Miss Aluminum by Susanna Moore

Miss Aluminum by Susanna Moore

Author:Susanna Moore
Language: eng
Format: epub
Publisher: Farrar, Straus and Giroux


That summer, too, the French model and actress Capucine lived at Connie’s house while she secretly visited her lover, the producer Charlie Feldman, who was dying in a nearby hospital. His former wife, Jean Howard, disliked Capucine. John Dunne told me that Jean, who had been a Ziegfeld showgirl and actress in the Thirties and the girlfriend of Marlene Dietrich, had published a very good book of photographs she’d taken over the years, one of which, oddly enough, was of a man I would one day marry. Jean had given instructions that Capucine was not to be admitted to Feldman’s hospital room, requiring Capucine to visit him in various elaborate disguises. One of the few times that Connie was angry with me was when I asked if the rumor that Capucine had once been a bellboy at the George V hotel in Paris was true. I was showing off that I was sophisticated enough not to mind if Capucine had once been a man, but Connie was not falling for it. “You still have an awful lot to learn, girl,” she said as she left the room. I was mortified. I thought I’d been a very good student, learning as fast as I could certain invaluable social skills like cynicism and skepticism, as well as a number of survival techniques useful to women, but she caused me to wonder if perhaps I was learning the right things. It was then that I began to keep a notebook, mottled black and white like a child’s copybook, writing bits and pieces in it when I came home at night, a form of conversation, but one in which I could tell the truth. I understood that Capucine’s attempts at disguise and Audrey Hepburn’s advice were humorous, at least to me, but not necessarily amusing to anyone else.

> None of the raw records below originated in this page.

Issue #6271, opened 2022-01-13
VeSTige seems to save the original path of the assigned VST plugin


JimmyKenMerchant:
### Bug Summary
VeSTige seems to save the original path of the assigned VST plugin in the system
#### Steps to reproduce
1. Make a project using VeSTige with loading any VST instrument (VSTi) plugin.
2. Save the project.
3. Transfer the project (a .mmpz file) to another computer or system, .e.g, Linux to Windows OS. No matter whether another one has the VSTi plugin or not.
4. On another computer or system, open the project.
5. Read error messages and you can see the displayed path is your old one.
#### Expected behavior
VeSTige should search VST plugins using the path you set in "VST-PLUGIN DIRECTORY" on the "Setup LMMS" menu of LMMS.
#### Actual behavior
VeSTige searches VST plugins using the original path in a .mmpz file. The original path may include a user name of the old computer or system.
#### Screenshot
N/A
#### Affected LMMS versions
1.2.2 on Linux x86_64
#### Logs
N/A

Monospace-V:
VST-Plugin directory is for VST-FX. Even with FX, I think it saves exact path. Caching VST plugin locations etc so as to run them from any path is a feature that has been suggested before. This is a virtual duplicate of other suggestions, that have mentioned saving relative VST path (issue 4646) (can be done, I think, if VST is saved in Samples folder of lmms), all the way to being able to run a VST if detected wherever in the system it is (issue 4907).
Requesting you to look for others asking the same thing before filing bug reports.

JimmyKenMerchant:
> VST-Plugin directory is for VST-FX. Even with FX, I think it saves exact path. Caching VST plugin locations etc so as to run them from any path is a feature that has been suggested before. This is a virtual duplicate of other suggestions, that have mentioned saving relative VST path (issue 4646) (can be done, I think, if VST is saved in Samples folder of lmms), all the way to being able to run a VST if detected wherever in the system it is (issue 4907). Requesting you to look for others asking the same thing before filing bug reports.

this is an issue specified on VeSTige. Saving an absolute path of the old path in a project file may expose a user name of Linux. This issue may cause any privacy breach.

JimmyKenMerchant:
[...]

PR #6275, opened 2022-01-14
VeSTige Searches Original Path of Assigned VST Plugin in Former Syste…

JimmyKenMerchant:
…m When Opening Project File #6271

A Patch to fix this issues minimally.

I think 1.3.0-a has good modification. However, we would also consider forward compatibility. In this patch, the path for VSTi will be rewritten to the path you configured. Besides, the path in the former system won't be saved in a project file. Running test is on Ubuntu 20.04.3 LTS.

Note that no change in vestigeInstrument::saveSettings makes forward compatibility between 1.2.2 and this patch. However, it should be changed if your community thinks a saved path causes a privacy breach.

### DIFF
--- a/plugins/vestige/vestige.cpp
+++ b/plugins/vestige/vestige.cpp
@@ -181,13 +181,13 @@ vestigeInstrument::~vestigeInstrument()
 
 void vestigeInstrument::loadSettings( const QDomElement & _this )
 {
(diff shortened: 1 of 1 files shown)


PhysSong:
Closing since we're no longer updating 1.2 branches.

We were all happy to be at Connie’s dinners, practicing a harmless sociability, despite the occasional indifference that the famous or the once-famous or the soon-to-be famous felt for those who were not famous and never would be famous. It was assumed that despite the occasional spark of individuality, we mostly had the same ambitions, the same conservative political views, the same ideals. It was a world in which it was everyone’s business to please. This supposedly shared turn of mind allowed me to conceal myself as I sensed that it would be dangerous to do otherwise. Not unlike Ale, Connie was wary of anything that lay beneath the surface, her own or anyone else’s surface. Remorse and guilt, my particular vocations, held no interest for her, perhaps because she found them to be especially wasteful exercises.

As much as I thought about other people, I did not want them to think too much about me. I was self-invented, as were many of them, adapting myself minute by minute, a girl on the run. And yes, built for speed. My apartness and their sense that I was an outsider seemed to favor me. I rarely talked about myself, which I’d early discovered was an asset, and I wasn’t easily shocked.